The task
Copy every line of the entries that includes the word "tools".

*** Opening of Input records ***

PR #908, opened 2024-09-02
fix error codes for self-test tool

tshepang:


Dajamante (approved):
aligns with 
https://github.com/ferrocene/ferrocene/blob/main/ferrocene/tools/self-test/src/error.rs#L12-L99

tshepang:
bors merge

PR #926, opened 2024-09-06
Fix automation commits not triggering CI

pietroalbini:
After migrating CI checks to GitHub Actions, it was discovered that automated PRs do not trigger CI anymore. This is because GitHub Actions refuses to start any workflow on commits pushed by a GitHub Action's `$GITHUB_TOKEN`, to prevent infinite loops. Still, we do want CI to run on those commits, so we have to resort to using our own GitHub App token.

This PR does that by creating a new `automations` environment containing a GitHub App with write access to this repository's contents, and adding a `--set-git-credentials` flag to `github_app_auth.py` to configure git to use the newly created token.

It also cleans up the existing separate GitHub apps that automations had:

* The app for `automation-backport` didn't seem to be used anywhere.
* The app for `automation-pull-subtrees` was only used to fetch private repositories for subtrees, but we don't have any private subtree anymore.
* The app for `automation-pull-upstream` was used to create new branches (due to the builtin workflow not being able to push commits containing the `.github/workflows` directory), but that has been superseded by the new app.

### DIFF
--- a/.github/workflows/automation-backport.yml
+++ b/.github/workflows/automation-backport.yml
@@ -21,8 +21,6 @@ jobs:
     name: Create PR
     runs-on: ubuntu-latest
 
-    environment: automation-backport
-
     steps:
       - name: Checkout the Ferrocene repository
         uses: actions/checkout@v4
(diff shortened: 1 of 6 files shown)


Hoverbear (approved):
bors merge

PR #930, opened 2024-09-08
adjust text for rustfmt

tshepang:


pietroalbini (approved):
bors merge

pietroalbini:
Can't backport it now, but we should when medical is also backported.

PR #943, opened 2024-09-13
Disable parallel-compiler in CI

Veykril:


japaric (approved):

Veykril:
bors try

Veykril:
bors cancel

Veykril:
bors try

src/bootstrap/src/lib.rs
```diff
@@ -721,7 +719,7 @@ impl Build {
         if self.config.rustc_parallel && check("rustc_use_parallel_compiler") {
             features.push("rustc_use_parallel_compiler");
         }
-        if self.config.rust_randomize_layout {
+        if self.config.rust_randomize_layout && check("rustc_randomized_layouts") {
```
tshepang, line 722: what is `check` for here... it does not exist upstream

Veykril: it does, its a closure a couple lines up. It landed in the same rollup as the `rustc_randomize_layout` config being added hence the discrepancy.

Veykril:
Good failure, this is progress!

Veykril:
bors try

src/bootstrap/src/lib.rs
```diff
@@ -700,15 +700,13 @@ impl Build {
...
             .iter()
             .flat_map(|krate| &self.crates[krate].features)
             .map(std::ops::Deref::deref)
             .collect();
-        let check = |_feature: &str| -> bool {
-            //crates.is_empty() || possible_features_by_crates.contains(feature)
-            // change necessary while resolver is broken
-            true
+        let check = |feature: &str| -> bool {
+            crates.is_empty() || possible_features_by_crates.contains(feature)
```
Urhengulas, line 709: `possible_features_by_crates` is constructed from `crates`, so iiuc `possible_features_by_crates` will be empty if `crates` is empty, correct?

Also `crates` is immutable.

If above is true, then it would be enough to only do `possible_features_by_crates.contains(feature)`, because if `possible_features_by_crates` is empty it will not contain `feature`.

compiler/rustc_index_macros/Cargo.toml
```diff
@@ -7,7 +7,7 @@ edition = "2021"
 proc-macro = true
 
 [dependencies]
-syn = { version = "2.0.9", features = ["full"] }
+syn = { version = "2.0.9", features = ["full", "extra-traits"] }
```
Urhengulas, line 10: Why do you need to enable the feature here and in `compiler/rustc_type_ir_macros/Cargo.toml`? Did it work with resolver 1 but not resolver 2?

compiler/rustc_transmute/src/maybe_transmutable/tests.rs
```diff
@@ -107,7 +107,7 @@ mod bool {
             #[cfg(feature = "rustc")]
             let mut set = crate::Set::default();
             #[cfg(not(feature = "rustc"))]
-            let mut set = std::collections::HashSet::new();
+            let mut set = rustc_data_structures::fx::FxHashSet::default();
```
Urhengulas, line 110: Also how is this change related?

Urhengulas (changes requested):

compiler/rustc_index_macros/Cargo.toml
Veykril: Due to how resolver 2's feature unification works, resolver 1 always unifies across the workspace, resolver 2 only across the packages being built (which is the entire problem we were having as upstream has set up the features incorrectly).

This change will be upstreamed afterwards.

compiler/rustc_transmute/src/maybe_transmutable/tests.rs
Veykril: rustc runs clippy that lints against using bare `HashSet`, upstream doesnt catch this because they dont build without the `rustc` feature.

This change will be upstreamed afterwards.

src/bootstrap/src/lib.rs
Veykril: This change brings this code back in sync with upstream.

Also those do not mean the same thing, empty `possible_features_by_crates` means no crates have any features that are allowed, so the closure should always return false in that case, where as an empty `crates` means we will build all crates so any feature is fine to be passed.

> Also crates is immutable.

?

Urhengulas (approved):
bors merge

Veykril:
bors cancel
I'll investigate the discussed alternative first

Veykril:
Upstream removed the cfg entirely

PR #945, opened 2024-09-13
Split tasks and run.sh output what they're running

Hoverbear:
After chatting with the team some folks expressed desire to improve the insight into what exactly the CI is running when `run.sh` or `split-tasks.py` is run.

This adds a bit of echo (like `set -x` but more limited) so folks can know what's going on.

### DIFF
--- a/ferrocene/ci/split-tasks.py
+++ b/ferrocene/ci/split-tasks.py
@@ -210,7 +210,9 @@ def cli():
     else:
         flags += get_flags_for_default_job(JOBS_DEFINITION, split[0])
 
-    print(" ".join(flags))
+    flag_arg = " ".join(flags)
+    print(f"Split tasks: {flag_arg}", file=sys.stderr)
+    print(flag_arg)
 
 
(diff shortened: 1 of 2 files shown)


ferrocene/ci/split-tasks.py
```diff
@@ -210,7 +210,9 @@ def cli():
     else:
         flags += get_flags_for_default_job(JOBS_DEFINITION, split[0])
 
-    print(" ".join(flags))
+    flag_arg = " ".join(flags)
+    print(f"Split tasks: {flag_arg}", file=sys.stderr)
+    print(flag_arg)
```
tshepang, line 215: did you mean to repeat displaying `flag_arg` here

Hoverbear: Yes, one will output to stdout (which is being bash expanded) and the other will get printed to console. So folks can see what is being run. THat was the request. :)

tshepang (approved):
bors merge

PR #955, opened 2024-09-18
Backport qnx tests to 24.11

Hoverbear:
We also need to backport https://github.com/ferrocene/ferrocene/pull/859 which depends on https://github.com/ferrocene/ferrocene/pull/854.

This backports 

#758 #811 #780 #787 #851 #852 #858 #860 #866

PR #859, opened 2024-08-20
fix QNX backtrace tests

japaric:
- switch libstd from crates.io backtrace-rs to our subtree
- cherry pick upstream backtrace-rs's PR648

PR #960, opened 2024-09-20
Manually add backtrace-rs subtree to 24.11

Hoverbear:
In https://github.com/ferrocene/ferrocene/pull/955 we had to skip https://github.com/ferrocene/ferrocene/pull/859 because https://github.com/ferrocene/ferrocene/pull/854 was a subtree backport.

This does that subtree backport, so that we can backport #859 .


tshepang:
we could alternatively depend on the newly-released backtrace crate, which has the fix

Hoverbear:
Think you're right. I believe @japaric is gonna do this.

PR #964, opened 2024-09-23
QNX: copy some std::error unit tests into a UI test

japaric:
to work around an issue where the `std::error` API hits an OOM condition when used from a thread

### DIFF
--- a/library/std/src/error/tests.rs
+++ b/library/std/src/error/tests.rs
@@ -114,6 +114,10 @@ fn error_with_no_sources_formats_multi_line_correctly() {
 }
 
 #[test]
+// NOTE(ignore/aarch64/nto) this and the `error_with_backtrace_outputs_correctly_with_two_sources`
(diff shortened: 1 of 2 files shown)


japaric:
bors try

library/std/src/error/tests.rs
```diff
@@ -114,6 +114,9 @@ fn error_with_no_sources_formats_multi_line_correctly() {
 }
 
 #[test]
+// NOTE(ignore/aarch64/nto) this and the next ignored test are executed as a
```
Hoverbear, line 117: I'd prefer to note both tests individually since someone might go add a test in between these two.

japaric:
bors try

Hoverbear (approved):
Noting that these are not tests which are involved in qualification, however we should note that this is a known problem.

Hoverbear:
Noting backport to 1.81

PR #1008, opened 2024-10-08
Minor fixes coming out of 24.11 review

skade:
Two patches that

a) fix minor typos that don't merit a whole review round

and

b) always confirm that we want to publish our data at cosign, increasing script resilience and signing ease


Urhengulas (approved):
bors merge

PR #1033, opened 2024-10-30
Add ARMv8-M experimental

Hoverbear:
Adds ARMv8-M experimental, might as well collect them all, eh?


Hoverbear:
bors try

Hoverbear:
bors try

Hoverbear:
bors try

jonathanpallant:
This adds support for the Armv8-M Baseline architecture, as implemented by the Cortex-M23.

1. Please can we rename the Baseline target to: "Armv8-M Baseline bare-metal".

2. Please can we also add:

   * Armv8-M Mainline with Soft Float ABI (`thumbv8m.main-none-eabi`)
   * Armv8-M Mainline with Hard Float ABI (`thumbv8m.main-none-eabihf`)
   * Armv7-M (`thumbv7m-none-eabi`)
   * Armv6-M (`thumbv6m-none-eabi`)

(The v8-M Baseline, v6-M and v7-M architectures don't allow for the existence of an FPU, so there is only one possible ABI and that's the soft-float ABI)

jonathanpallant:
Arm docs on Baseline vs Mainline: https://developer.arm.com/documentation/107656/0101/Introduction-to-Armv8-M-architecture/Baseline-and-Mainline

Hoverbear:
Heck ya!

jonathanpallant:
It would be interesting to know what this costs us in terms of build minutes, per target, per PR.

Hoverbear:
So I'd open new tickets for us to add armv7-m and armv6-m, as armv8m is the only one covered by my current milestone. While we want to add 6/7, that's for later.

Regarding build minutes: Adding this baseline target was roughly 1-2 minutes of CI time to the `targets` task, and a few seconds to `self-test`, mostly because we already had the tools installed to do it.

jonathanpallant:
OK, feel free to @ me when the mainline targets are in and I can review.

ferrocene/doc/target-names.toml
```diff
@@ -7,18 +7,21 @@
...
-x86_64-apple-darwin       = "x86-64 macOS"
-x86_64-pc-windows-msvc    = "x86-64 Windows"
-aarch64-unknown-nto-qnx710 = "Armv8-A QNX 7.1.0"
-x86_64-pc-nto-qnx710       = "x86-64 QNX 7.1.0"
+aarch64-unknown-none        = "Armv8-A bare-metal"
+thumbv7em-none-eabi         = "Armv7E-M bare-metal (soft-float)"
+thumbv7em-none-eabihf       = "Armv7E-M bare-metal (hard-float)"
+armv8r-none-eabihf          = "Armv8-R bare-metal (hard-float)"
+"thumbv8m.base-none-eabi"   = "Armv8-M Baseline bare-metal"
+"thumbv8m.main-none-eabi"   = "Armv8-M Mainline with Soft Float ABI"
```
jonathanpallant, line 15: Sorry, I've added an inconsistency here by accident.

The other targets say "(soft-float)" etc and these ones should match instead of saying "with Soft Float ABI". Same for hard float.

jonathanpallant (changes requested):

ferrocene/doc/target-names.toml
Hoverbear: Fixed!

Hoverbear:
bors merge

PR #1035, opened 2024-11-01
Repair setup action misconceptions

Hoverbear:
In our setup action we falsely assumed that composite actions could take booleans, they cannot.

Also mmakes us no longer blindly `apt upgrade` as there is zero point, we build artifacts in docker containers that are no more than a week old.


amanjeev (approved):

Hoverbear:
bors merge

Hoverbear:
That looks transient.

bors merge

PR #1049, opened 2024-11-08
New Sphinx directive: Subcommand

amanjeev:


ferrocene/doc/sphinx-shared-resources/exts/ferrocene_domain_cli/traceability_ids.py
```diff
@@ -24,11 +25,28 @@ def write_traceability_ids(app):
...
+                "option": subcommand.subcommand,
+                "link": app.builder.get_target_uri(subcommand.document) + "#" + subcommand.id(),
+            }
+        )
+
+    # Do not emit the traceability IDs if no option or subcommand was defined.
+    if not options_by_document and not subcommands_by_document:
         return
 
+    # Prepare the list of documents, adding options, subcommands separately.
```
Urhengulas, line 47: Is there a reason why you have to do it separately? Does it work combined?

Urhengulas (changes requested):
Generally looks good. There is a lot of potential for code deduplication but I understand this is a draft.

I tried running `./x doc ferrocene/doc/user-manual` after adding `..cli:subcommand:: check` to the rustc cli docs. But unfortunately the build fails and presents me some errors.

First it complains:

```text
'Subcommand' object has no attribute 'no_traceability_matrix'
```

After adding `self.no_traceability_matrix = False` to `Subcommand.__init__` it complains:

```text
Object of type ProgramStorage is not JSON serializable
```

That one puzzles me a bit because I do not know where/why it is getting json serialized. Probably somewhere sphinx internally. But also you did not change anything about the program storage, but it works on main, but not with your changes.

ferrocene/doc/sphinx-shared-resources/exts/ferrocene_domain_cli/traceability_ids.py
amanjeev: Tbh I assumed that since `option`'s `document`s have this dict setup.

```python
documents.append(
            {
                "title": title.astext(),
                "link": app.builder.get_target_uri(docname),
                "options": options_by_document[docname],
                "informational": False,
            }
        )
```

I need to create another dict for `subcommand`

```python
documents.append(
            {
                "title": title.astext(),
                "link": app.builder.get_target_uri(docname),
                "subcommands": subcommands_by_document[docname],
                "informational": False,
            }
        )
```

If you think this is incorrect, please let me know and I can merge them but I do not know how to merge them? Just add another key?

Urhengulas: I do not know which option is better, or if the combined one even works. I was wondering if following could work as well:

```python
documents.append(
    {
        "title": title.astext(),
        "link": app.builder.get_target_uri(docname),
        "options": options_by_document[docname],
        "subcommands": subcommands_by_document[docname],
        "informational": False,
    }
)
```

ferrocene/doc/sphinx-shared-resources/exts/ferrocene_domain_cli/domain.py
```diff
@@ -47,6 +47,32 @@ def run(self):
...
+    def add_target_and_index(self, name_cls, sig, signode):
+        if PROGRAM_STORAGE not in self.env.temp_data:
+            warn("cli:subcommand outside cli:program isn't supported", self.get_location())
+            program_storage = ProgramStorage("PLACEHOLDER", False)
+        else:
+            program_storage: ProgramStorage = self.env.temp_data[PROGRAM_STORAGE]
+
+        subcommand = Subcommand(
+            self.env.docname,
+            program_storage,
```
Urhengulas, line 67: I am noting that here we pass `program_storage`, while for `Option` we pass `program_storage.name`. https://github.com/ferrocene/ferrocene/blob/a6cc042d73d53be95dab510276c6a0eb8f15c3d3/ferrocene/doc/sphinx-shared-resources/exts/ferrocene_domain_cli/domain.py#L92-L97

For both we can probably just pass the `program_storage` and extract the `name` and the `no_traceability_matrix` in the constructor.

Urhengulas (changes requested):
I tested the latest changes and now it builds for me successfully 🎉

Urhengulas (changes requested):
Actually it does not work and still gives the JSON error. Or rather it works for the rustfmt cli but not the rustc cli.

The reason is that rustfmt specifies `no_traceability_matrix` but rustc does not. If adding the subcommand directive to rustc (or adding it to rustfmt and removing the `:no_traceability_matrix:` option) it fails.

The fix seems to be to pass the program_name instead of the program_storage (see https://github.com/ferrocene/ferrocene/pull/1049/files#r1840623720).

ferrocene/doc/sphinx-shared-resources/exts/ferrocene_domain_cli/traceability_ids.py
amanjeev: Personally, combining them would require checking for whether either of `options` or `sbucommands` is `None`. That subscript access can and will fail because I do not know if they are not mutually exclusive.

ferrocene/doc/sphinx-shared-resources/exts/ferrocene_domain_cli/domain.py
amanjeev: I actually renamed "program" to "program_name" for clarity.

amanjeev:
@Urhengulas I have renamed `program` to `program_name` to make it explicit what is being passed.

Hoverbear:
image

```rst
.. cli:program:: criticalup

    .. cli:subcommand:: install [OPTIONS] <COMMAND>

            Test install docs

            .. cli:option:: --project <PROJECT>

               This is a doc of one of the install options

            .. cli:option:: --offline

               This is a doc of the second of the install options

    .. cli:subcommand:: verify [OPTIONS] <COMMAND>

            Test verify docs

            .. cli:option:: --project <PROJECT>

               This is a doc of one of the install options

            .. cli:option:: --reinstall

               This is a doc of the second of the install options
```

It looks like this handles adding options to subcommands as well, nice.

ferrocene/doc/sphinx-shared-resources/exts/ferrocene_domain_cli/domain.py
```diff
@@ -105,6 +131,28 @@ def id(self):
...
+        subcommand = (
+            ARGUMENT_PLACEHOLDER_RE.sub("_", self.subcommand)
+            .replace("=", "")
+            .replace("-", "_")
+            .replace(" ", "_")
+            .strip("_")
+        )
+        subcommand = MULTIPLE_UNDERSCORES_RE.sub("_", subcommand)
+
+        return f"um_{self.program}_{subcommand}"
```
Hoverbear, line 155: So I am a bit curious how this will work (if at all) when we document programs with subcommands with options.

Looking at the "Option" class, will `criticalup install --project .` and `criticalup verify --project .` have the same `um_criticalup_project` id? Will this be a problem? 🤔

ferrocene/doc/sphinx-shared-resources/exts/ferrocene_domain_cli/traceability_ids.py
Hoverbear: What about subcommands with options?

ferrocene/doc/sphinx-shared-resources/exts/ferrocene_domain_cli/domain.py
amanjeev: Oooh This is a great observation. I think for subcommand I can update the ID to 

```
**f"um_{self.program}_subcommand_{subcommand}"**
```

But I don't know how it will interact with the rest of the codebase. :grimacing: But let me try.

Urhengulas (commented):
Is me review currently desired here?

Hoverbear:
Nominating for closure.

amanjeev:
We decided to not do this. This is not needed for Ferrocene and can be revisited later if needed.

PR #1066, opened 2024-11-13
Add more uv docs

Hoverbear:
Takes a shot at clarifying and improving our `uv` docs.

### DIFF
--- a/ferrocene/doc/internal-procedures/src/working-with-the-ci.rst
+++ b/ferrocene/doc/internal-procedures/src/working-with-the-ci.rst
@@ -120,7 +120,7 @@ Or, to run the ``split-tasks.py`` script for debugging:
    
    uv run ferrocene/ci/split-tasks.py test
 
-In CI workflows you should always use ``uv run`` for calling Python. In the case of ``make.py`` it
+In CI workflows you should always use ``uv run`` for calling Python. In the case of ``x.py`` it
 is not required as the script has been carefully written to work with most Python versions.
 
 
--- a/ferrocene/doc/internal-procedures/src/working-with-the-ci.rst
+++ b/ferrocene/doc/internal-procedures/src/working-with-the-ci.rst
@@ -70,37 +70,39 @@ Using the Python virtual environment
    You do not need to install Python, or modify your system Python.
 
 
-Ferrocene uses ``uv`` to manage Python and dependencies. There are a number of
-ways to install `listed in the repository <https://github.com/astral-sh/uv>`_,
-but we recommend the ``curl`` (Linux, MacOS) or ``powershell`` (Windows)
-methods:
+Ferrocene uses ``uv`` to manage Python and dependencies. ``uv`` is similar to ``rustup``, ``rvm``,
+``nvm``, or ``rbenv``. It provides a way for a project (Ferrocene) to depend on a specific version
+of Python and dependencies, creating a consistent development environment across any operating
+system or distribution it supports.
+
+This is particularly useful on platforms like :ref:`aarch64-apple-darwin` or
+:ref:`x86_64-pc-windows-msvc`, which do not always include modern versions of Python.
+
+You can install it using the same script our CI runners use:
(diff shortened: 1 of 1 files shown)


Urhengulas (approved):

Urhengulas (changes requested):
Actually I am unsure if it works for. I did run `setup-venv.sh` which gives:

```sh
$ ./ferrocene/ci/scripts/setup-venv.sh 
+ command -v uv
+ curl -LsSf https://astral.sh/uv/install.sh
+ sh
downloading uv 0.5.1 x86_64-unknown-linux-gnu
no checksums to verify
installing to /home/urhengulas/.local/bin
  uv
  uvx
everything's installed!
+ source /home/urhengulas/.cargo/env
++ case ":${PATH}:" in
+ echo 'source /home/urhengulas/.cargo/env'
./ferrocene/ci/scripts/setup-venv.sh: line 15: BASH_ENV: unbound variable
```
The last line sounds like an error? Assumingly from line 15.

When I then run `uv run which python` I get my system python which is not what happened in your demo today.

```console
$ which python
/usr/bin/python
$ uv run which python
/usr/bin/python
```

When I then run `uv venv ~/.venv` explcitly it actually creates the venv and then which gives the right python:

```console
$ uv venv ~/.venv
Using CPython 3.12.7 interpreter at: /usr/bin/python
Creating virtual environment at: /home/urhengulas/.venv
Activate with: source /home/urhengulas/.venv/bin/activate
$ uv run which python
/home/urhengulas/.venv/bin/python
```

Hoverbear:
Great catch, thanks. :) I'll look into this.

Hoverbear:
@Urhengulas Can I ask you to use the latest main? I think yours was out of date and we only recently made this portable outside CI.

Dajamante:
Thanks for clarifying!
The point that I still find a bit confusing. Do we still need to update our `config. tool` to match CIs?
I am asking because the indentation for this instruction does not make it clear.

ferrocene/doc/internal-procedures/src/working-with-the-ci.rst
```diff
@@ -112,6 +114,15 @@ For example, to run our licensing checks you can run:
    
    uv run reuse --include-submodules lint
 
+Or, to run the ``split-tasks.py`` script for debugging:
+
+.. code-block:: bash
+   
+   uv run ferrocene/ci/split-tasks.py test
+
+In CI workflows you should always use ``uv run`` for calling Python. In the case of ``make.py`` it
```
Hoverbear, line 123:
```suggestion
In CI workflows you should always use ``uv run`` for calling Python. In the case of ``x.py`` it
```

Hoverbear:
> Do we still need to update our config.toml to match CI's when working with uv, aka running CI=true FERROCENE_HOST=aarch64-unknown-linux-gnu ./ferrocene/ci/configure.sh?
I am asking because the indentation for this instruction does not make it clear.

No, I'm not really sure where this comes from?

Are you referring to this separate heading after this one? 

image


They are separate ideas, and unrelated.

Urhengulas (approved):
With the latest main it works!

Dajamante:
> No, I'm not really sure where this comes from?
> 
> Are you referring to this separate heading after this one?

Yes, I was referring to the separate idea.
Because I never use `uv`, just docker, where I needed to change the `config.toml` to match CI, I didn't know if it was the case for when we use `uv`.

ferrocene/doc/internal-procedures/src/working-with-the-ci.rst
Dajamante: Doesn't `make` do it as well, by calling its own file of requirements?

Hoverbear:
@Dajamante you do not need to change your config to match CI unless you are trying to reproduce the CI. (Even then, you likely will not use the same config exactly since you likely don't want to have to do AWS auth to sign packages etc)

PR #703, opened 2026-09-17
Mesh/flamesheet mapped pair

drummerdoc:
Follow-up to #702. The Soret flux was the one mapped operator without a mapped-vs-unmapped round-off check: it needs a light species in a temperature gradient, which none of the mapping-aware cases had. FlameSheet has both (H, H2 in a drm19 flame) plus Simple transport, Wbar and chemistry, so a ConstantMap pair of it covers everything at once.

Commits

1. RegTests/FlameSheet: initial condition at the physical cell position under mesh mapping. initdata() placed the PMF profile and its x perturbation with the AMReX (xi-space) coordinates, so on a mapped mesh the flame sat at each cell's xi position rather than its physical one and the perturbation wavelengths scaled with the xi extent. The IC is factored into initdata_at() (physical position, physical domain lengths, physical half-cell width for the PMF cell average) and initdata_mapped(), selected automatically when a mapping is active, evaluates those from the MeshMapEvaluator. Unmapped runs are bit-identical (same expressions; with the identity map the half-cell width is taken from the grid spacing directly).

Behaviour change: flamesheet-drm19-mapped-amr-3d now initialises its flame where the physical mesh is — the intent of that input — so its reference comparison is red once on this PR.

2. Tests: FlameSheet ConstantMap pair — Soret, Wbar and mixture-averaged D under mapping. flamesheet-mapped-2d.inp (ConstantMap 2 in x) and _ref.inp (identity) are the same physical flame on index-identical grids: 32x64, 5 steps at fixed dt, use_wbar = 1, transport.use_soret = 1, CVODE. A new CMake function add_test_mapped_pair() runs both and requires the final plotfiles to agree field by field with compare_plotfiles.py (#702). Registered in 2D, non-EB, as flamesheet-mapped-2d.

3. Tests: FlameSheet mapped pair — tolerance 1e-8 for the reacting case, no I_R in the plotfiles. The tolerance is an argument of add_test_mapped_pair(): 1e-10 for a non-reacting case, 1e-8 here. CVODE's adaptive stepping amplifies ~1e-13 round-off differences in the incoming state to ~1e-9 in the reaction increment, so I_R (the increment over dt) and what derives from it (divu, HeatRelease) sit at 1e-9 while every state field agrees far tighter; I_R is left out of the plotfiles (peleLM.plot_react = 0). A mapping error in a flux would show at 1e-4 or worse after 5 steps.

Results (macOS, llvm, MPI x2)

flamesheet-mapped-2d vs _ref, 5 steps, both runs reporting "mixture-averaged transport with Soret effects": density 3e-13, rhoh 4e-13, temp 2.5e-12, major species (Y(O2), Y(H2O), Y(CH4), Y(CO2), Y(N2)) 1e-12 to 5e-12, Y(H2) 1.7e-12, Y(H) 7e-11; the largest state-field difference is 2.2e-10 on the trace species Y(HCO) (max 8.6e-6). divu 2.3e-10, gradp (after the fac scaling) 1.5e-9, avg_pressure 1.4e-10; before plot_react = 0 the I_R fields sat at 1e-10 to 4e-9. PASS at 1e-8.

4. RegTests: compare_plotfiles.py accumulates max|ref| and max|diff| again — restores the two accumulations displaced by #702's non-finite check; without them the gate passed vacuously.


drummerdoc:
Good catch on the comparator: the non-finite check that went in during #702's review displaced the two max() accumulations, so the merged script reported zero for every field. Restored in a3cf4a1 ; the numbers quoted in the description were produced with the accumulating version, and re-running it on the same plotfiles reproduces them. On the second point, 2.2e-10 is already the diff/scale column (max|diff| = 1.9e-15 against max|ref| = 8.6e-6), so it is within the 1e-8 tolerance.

*** Close of Input records ***

Exercise answer
https://github.com/ferrocene/ferrocene/blob/main/ferrocene/tools/self-test/src/error.rs#L12-L99
Regarding build minutes: Adding this baseline target was roughly 1-2 minutes of CI time to the `targets` task, and a few seconds to `self-test`, mostly because we already had the tools installed to do it.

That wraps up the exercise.